An awareness of the differences of gender experience within given domains of Jewish experience. All cultural experience is in some sense shaped by gender. At least one of our courses (Jewish Women) examines this subject as its main content, but all of our courses in some sense try to assess both the divergent and shared perspectives of men and women, as seen through texts, cultural products, and historical research.

An awareness of conflict between rich and poor. At least some of our courses have aimed at inculcating an awareness of the gap between rich and poor in Jewish history, and the ways that this has shaped social institutions, tradition, custom, gender experience, and historical change. This is especially evident in both the biblical and modern periods, when the poor have had, as it were, their articulate advocates (in biblical days, among the prophets; in modern times through secular political movements, and charitable or social advocacy projects). But the gap of social class is present in more subtle ways throughout the writings of Jewish tradition and this subject has inevitably found its way into the classroom at Tufts, and sometimes from there to the surrounding community.

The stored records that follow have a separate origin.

PR #2497, opened 2024-02-14
fix: release: Remove e2ei settings data on login (WPB-6495)

borichellow:
# What's new in this PR?

### Issues

E2EI settings data is not cleared on user logout

### Causes (Optional)

Wasn't implemented

### Solutions

Implement in

### DIFF
--- a/logic/src/commonMain/kotlin/com/wire/kalium/logic/configuration/UserConfigRepository.kt
+++ b/logic/src/commonMain/kotlin/com/wire/kalium/logic/configuration/UserConfigRepository.kt
@@ -238,7 +238,7 @@ internal class UserConfigDataSource internal constructor(
     override suspend fun clearE2EISettings() {
         wrapStorageRequest {
             userConfigStorage.setE2EISettings(null)
-            userConfigStorage.setE2EINotificationTime(0)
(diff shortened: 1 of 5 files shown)


logic/src/commonMain/kotlin/com/wire/kalium/logic/configuration/UserConfigRepository.kt
```diff
@@ -234,6 +235,13 @@ internal class UserConfigDataSource internal constructor(
             }
         }
 
+    override suspend fun clearE2EISettings() {
+        wrapStorageRequest {
+            userConfigStorage.setE2EISettings(null)
+            userConfigStorage.setE2EINotificationTime(0)
+        }
+    }
+
```
MohamadJaara, line 244: do we need to to first check if the user have E2EI or it is safe to call those function anyway ?

borichellow: in fact it's just a records in SharedPrefs, so quit safe to call it :)

mchenani (approved):

MohamadJaara (approved):

PR #2556, opened 2024-02-28
fix(monkeys): Fix removed attribute

augustocdias:
----

- The **PR Title**

- The **PR Description**
----

# What's new in this PR?

Code broke in previous commits, because an attribute was removed from the KaliumConfig.

----
##### References

### DIFF
--- a/monkeys/src/main/kotlin/com/wire/kalium/monkeys/homeDirectory.kt
+++ b/monkeys/src/main/kotlin/com/wire/kalium/monkeys/homeDirectory.kt
@@ -34,7 +34,6 @@ fun coreLogic(
             encryptProteusStorage = true,
             isMLSSupportEnabled = true,
             wipeOnDeviceRemoval = true,
-            fetchAllTeamMembersEagerly = true,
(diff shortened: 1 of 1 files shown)


MohamadJaara (approved):

vitorhugods (approved):
Just for clarity:

This parameter was replaced with `limitTeamMembersFetchDuringSlowSync` which is `null` by default.

So it will keep the same behaviour. Clients that don't want to fetch _all_ team members should pass a concrete value to it.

An awareness of the diversity of Jewish experience and of modes of Jewish discourse. The biblical, rabbinic, medieval, and modern eras represent specific environments of Jewish life, each with its unique range of social and communicative forms. Study of these areas involves a sense of sacred scripture, of the difference between scripture and its interpretive tradition, and the relation of Jewish scriptures to those of other religions. In teaching "normative" Judaism, we also hope to teach about heterodox Judaisms, and about the conditions of dissent, heresy, controversy, and internal institutional change. Some of us try to find specific crisis points in Jewish social, cultural, and religious history, when unforeseen changes have lasting impact. Our curriculum makes available the experience of Ashkenazi, Sephardic, and non-Western Jewry; the literary heritages of Hebrew, Aramaic, Judeo-Arabic, Yiddish, and Ladino; the differing perspectives of legalistic, philosophical, mystical, pietistic, messianic, secularizing, and revolutionary discourses in Jewish life; the differences between religious and secular Jewish life; the differing experience of Jewish women and men; the impact of traditional Jewish folkways upon one's sense of time and space; the impact of modernity on the life of traditional societies; the shape of Jewish life in a post-modern and multi-cultural context.

2. The question of a capstone experience:

We have not, thus far, required a larger research project of our students (such as a senior thesis), but our minor requires at least one existing or independent study course requiring a "substantial integrative project." It's a historical accident that this same requirement is presently absent from the major, but this will be on the agenda of our faculty's next discussion of changes in the major, as will the question of whether we should require a senior thesis.